[Assignment] Work out how many lines of the records contain "snow". Answer with the number and nothing else.
──────
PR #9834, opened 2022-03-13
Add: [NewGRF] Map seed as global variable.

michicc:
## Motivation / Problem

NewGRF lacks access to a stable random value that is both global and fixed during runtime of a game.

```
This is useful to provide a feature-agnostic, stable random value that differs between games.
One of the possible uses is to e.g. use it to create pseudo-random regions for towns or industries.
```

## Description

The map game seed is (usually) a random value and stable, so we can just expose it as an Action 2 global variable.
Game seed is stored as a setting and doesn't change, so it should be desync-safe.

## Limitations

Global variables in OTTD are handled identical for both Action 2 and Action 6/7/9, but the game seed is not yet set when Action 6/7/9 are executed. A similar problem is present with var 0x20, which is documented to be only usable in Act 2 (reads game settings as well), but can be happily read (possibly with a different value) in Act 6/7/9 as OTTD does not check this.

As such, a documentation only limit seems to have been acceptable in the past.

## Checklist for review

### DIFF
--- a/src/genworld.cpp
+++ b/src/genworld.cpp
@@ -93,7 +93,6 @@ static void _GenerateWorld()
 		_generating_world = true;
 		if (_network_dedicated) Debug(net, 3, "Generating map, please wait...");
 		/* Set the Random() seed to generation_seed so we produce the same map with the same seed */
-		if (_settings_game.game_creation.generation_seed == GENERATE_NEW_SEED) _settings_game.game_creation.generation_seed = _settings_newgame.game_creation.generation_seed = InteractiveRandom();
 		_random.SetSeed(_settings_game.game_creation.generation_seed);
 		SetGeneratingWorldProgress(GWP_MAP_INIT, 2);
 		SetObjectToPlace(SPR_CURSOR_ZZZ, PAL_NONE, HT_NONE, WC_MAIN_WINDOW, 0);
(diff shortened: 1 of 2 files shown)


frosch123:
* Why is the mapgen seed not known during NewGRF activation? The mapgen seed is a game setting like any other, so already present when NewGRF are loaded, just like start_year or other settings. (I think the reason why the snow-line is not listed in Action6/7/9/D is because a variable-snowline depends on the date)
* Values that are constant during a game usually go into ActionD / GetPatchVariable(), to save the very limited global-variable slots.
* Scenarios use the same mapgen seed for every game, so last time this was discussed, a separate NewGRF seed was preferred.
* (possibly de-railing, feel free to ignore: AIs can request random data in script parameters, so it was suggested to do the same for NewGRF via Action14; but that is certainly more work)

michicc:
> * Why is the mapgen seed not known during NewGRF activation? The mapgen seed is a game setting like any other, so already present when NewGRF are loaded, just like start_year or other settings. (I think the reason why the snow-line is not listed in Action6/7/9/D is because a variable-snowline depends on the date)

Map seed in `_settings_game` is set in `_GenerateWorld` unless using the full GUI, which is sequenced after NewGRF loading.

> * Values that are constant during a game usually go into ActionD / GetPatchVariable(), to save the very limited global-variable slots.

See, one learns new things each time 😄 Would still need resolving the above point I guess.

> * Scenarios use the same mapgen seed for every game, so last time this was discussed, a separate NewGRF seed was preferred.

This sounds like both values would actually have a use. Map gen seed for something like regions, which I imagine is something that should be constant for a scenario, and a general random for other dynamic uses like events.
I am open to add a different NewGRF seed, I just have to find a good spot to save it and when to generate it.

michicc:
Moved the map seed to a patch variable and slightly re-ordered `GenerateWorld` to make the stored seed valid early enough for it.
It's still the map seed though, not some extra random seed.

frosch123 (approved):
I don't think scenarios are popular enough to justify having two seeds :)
──────
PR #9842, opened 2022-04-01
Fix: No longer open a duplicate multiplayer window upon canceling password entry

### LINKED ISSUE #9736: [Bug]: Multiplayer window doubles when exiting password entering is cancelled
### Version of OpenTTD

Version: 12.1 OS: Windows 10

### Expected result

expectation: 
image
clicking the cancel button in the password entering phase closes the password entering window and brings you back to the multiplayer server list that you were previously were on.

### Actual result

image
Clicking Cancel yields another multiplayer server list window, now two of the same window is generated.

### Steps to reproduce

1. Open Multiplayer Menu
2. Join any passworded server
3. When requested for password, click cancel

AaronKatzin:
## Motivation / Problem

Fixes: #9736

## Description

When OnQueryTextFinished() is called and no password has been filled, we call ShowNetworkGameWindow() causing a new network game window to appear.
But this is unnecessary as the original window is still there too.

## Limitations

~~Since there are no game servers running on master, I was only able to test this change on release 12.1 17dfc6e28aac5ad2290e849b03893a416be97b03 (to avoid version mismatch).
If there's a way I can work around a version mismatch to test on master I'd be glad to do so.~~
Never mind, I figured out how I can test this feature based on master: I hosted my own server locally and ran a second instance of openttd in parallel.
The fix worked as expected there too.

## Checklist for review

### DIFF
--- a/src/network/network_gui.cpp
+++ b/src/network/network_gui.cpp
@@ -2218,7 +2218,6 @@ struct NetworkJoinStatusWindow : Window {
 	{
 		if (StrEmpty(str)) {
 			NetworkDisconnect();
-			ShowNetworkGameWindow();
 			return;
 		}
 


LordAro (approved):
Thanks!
──────
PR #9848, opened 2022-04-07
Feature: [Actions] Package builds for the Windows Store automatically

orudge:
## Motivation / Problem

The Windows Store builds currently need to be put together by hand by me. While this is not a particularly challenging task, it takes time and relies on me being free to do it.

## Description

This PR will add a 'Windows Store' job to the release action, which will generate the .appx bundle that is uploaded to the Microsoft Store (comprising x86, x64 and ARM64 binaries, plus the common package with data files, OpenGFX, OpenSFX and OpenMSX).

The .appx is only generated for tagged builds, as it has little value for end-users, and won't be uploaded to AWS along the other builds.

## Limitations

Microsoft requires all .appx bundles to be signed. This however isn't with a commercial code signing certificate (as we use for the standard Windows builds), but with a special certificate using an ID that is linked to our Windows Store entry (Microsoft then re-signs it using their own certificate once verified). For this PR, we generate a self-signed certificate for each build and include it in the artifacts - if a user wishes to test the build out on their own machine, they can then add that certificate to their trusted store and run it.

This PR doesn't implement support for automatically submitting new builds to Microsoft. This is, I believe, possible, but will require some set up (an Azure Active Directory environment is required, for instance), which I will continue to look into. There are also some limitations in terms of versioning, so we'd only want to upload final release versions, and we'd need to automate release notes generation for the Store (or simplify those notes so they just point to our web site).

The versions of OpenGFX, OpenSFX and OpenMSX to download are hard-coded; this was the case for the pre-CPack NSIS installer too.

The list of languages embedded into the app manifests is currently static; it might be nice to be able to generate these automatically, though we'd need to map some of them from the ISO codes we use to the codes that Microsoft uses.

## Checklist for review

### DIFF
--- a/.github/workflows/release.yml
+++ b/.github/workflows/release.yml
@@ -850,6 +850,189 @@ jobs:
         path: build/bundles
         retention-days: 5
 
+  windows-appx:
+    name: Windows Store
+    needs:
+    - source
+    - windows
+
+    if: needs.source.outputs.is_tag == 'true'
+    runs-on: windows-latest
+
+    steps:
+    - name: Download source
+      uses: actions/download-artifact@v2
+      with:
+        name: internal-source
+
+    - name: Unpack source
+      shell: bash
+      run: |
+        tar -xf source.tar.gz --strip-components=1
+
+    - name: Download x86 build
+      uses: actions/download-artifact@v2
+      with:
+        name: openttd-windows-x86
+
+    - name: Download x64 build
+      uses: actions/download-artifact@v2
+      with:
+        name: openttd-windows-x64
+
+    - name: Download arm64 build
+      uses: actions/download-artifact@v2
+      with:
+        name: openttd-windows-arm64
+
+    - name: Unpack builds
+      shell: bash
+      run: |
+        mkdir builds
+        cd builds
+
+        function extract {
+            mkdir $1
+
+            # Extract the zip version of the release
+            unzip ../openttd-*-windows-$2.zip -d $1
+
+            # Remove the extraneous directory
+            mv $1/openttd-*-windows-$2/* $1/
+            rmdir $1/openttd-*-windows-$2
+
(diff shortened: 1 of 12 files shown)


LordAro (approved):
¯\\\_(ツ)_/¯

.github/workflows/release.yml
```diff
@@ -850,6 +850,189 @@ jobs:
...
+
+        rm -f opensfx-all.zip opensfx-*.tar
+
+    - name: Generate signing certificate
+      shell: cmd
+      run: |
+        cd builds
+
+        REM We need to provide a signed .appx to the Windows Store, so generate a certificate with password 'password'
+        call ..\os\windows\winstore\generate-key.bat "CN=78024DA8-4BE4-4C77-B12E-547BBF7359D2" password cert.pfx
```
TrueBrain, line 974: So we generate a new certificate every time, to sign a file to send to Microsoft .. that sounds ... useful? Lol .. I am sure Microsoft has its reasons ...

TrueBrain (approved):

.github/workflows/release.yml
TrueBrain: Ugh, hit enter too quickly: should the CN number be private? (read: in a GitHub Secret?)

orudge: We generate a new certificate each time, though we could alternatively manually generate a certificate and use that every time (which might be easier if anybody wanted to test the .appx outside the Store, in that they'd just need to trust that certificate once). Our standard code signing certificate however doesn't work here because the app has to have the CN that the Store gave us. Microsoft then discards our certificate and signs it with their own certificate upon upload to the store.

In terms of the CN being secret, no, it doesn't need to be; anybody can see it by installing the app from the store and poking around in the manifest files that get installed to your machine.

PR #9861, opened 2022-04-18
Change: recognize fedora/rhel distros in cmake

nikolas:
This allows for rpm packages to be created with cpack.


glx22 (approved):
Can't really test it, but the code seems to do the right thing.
──────
[Expected answer] 2